WHAT THE EXERCISE ASKS >>
The answer should consist of each line from the data below that includes "MartinJJones".

(Saved data entries)

PR #4041, opened 2024-05-31
Upgrade to govuk frontend 5.1

MartinJJones:
## What

Make changes in govuk_publishing_components to allow us to update to govuk-frontend v5.1.0.

[Trello](https://trello.com/c/6LsKqHIO/2231-update-version-of-govuk-frontend-in-govukpublishingcomponents-l)

### Asset Changes

- Update references to assets (config, Javascript, CSS, fonts, images) in govuk-frontend
- Remove references to the crown fallback image
- Remove references to 
  - `assets/images/govuk-apple-touch-icon.png`
  - `assets/images/govuk-apple-touch-icon-152x152.png`
  - `assets/images/govuk-apple-touch-icon-167x167.png`
  - `assets/images/govuk-apple-touch-icon-180x180.png`
  - `assets/images/govuk-mask-icon.svg`
- Add references to
  - `assets/images/govuk-icon-180.png`
  - `assets/images/govuk-icon-mask.svg`
- Change logo in-line SVG to be the new SVG that includes "GOV.UK"
  - Rework how the logo is included in `layout_super_navigation_header`

### Javascript Changes

- Remove import of `details.js` from govuk-frontend as the `details` component no longer uses Javascript
- Updated `option-select.js` to ensure checkboxes render as intended when focused

### Stylesheet Changes

- Remove `$legacy` from the `govuk-colour` mixin (this has been removed from govuk-frontend)
- Remove `$govuk-new-link-styles` feature flag (new link styles now default, feature flag removed)

### Component specific changes

- Components using `tag` component now `titleize` the tag text to adopt the new tag design
   * Update the `header_logo` and `phase_banner` components
   * Update tests of `layout_header` and `phase_banner`
   * Tweak text colour of `gem-c-environment-tag` to ensure contrast (default tag colour is now black).
- `warning_text` component no longer uses the `govuk-warning-text__assistive` class
  * Replaced all instances of `govuk-warning-text__assistive` with `govuk-visually-hidden` as specified in the release notes
  * Ensure font-size is always 19px for warning-text even when used as a heading
  * Update tests of warning_text component
- Remove aria-labelledby from accordion sections
  * This is a recommend change in v5.1.0 of govuk-frontend - https://github.com/alphagov/govuk-frontend/releases/tag/v5.1.0

### Config changes

- Add new configuration option `use_es6_components`
  * If true then `layout_for_public` will try to load the ES6 (govuk-frontend) using components from the file `es6-components.js`

### Update the "Install and use this gem" docs to include further JS guidance
- Added a new section for "[Create a separate JS bundle for govuk-frontend components](https://github.com/alphagov/govuk_publishing_components/pull/4041/commits/ec39705c4d310e02c48e42447c085e5080b3d0af#diff-c686b22631f5561b405713d3b98226ef60313bfd6a73dc390f95cd8e3eae4298)" that provides guidance on how to include JS in Rails applications in light of the browser target change that has occurred in govuk-frontend v5.

### Polyfills copied from GOV.UK Frontend v4
In GOV.UK Frontend v5 polyfills have been removed, see “Verify your code does not rely on polyfills we have now removed” in the [release notes for 5.0.0](https://github.com/alphagov/govuk-frontend/releases/tag/v5.0.0).

The polyfills originally provided by GOV.UK Frontend v4 have been [copied to the publishing-components gem](https://github.com/alphagov/govuk_publishing_components/pull/4041/commits/db1ebfc299a44cde196149a23b2b16418cc99631). This will allow you to still use the existing polyfills where required.

## What I Haven't Changed

This PR is for things that **have** to change. To keep the PR size as manageable as possible (sorry, it is still very long) there are pieces of work that I think should be separate PRs:

### Does not use the new manifest.json file provided in v5 of govuk-frontend

This PR does not implement the [new manifest.json file provided in v5 of govuk-frontend](https://github.com/alphagov/govuk-frontend/pull/4445). The main reason for this is that the icon names included in the manifest.json are hardcoded and do not have the correct file name once [fingerprinted](https://guides.rubyonrails.org/asset_pipeline.html#what-is-fingerprinting-and-why-should-i-care-questionmark).

Taking `favicon.svg` as an example, the filename for this in the assets folder would be `favicon-[SHA].svg`, but the reference in manifest.json would still be `favicon.svg`

This would result in the error below:

> Error while trying to use the following icon from the Manifest: /favicon.svg

There is a GitHub issue logged for this in govuk-frontend - https://github.com/alphagov/govuk-frontend/issues/5024

We would likely need a custom solution to be able to create our own manifest.json file in the future.

In this PR we mostly keep things the same as before for our icons, and implement the changes below:

- Add the new `favicon.svg`icon
- Update filenames where required
- Does not implement manifest.json
- Does not implement the 2 new icons new to v5, `icongovuk-icon-192.png` and `icongovuk-icon-512.png`, further details below:

Name | Type | Dimensions | Notes
-- | -- | -- | --
Android icongovuk-icon-192.png | PNG | 192×192 | Primarily used on the Android homescreen. This is new for v5.
Large icongovuk-icon-512.png | PNG | 512×512 | Fallback for any applications that request a larger size but cannot use SVG. May also be used by Safari 17's "Add to dock" feature on macOS. This is new for v5.

### Component guide does not support Grade X browsers
Opening the component guide in browsers that don't support `type="module"` will result in some ungraceful erroring. This is because in this PR there isn't a way to individually load the JS that contains ES6 code. In frontend rendering applications I have established a pattern to follow to do this and it could be implemented in them gem also (but in a separate PR)

## Why

There are several breaking changes in the latest version of gouk-frontend which requires us to update govuk_publishing_components. Please refer to the full release notes for [v5.0.0](https://github.com/alphagov/govuk-frontend/releases/tag/v5.0.0) and [5.1.0](https://github.com/alphagov/govuk-frontend/releases/tag/v5.0.0). The changes that are specifically being addressed here are:

- Update package file paths
- Remove Internet Explorer 8 stylesheets, settings and mixins
- Remove the fallback GOV.UK crown logo from your HTML
- Check your tags align with design changes to the Tag component
- New link styles are now enabled by default
- Update the HTML for warning text

## Visual Differences

Percy: https://percy.io/55ba5e1a/govuk_publishing_components/builds/34630046?utm_campaign=55ba5e1a&utm_content=govuk_publishing_components&utm_source=github_status_public

### Layout Header

The reason for the visual change here is that `.gem-c-header__logotype` was causing the line-height to increase, now this class is removed, the total height of the layout header has decreased from 72.66px to exactly 70px.

#### Before

layout-header-before
layout-header-before-sizes

#### After

layout-header-after
layout-header-after-sizes

### Public Layout

Percy is also showing a visual change in public layout wherever the layout header component is used, this is to be expected following the change mentioned above.

| Before | After |
| --- | --- |
| image |  image |

### Phase Banner

The phase banner will now use the new design included in v5 of the govuk-frontend.

| Before | After |
| --- | --- |
| 68e7957767c852045d2522b12d04913705f749b970d165415e8d84fe60f1726b |  b3460582d31935951cd58afacd27118567d2a311fabd59ba12e8f2a5ab5a430d |

### Form inputs

The visual changes shown in Percy for forms inputs are expected and come from changes made in v5.1.0 of govuk-frontend:

- https://github.com/alphagov/govuk-frontend/pull/4157
- https://github.com/alphagov/govuk-frontend/pull/4093

There is a slight alignment bug with the left border when conditional radio or checkboxes are used, this was logged as an issue and fixed in govuk-frontend - https://github.com/alphagov/govuk-frontend/issues/5069


app/views/govuk_publishing_components/components/_layout_for_admin.html.erb
```diff
@@ -25,5 +25,8 @@
     <% end -%>
     <%= yield %>
     <%= javascript_include_tag js_filename %>
+    <% if GovukPublishingComponents::Config.use_es6_components %>
+      <%= javascript_include_tag 'es6-components', type: "module" %>
+    <% end %>
```
kevindew, line 30: This has a hardcoded filename compared the configurable ones. 

Would we be able to have a js_module_filename variable? 

Also, should this actually be in the head element given it's loading is deferred?

docs/install-and-use.md
```diff
@@ -93,6 +93,26 @@ If your application does use Slimmer/Static:
 //= require govuk_publishing_components/components/button
 ```
 
+As of v5.0.0, the target for browser support for govuk-frontend has changed to browsers that support using the `type="module"` attribute on `script` tags. This means that that govuk_publishing_components Javascript files that include files govuk-frontend will now error ungracefully and potentially function in an unpredictable way if a browser that doesn't support `type="module"` tries to evaluate the Javascript in a script tag without the `type="module"` attribute.
```
andysellick: Duplicated word: `that that`

andysellick: `This means that that govuk_publishing_components Javascript files that include files govuk-frontend`

Should this be `that include files from govuk-frontend`?

docs/install-and-use.md
```diff
@@ -93,6 +93,26 @@ If your application does use Slimmer/Static:
...
+
+To ensure that browsers that are below the target don't evaluate the Javascript that they don't support, consider using a separate file called `es6-components.js` for these components:
+
+```ruby
+# es6-components.js
+//= require govuk_publishing_components/lib
+//= require govuk_publishing_components/components/accordion
```
andysellick, line 105: Is it worth including a list of components for which this is the case, or pointing to a list somewhere? (it's in the auditing tools, for example, where it'll be automatically updated).

app/views/govuk_publishing_components/components/layout_for_public/_header_logo.html.erb
```diff
@@ -0,0 +1,41 @@
+<%
+  hide_logo_text ||= false
+  large_navbar ||= false
+  logo_text ||= t("components.layout_super_navigation_header.logo_text")
+  logotype_classes = %w(govuk-header__logotype gem-c-layout-super-navigation-header__logotype-crown)
+  logotype_classes << "gem-c-layout-super-navigation-header__logotype-crown--large-navbar" if large_navbar  
+%>
+
+<% unless hide_logo_text %>
+    <svg
```
andysellick, line 10: Nitpick: is something wrong with the indenting here? Looks like it's been double indented?

app/assets/stylesheets/govuk_publishing_components/components/_warning-text.scss
```diff
@@ -10,7 +14,7 @@
   margin-left: 0;
 }
 
-.gem-c-warning-text__text--large {
+.gem-c-warning-text .gem-c-warning-text__text--large {
```
andysellick, line 17: This looks like the specificity of the selector has been increased - is this for a CSS reason or just to match the rest of the file? Just checking if this is needed since these are `gem-c` classes.

app/assets/javascripts/govuk_publishing_components/analytics-ga4/ga4-ecommerce-tracker.js
```diff
@@ -1,4 +1,4 @@
-//= require govuk/vendor/polyfills/Element/prototype/closest.js
+//= require ../vendor/polyfills-govuk-frontend-v4/Element/prototype/closest.js
```
andysellick, line 1: This probably doesn't matter since we'll be deleting the polyfills in the future soon anyway, but in the commit that adds polyfills there are loads of polyfills (plus some `map` files, do we need those?) but in this commit it looks like the components only use a small handful of them. What are the extra polyfills for?

docs/install-and-use.md
MartinJJones: Thanks Andy, this is now fixed

MartinJJones: Good spot, this is now fixed 👍

app/assets/stylesheets/govuk_publishing_components/components/_warning-text.scss
MartinJJones: Yes, the main reason for this is that the font-size is now set for `.gem-c-warning-text .govuk-warning-text__text` - https://github.com/alphagov/govuk_publishing_components/pull/4041/files#diff-4d9503e344b5466e77c03df22484e4e39d15eb4144003d9a8ed763eb6561d49bR5-R8, so I've increased the specificity here to ensure is has a font-size of 24px instead of 19px.

andysellick: Great, thanks for the explanation 👍

app/views/govuk_publishing_components/components/layout_for_public/_header_logo.html.erb
MartinJJones: Good spot, I've fixed this 👍

docs/install-and-use.md
MartinJJones: Yes good point, I've updated the docs to reference the auditing tools:

> **Note:** You can get an up-to-date list of components that use govuk-frontend JS using the [component auditing tools](./auditing.md), components that use JS from govuk-frontend will be marked as "Yes" under the "GF JS" column.

andysellick (approved):
Have done a second review and happy to approve. Good work.

I note there's an outstanding comment from @kevindew that needs a followup before merging.

app/views/govuk_publishing_components/components/_layout_for_admin.html.erb
MartinJJones: Thanks for the feedback Kevin, I've made the changes as suggested.

I've moved the script to the the head section and added the `js_module_filename` variable in the admin layout template.

PR #4785, opened 2017-10-26
style(reporters): Simplify Windows bold fix check condition

BYK:
**Summary**

Used a single negation instead of double negation. Follow up to #4767.

**Test plan**

Existing tests


BYK:
>Fwiw, the current formatting looked more readable to me. I read it as "True if A is false or B is false", whereas I read the new one as "True if not A and B together", which is weird.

ANSWER AREA >>
MartinJJones:
MartinJJones: Thanks Andy, this is now fixed
MartinJJones: Good spot, this is now fixed 👍
MartinJJones: Yes, the main reason for this is that the font-size is now set for `.gem-c-warning-text .govuk-warning-text__text` - https://github.com/alphagov/govuk_publishing_components/pull/4041/files#diff-4d9503e344b5466e77c03df22484e4e39d15eb4144003d9a8ed763eb6561d49bR5-R8, so I've increased the specificity here to ensure is has a font-size of 24px instead of 19px.
MartinJJones: Good spot, I've fixed this 👍
MartinJJones: Yes good point, I've updated the docs to reference the auditing tools:
MartinJJones: Thanks for the feedback Kevin, I've made the changes as suggested.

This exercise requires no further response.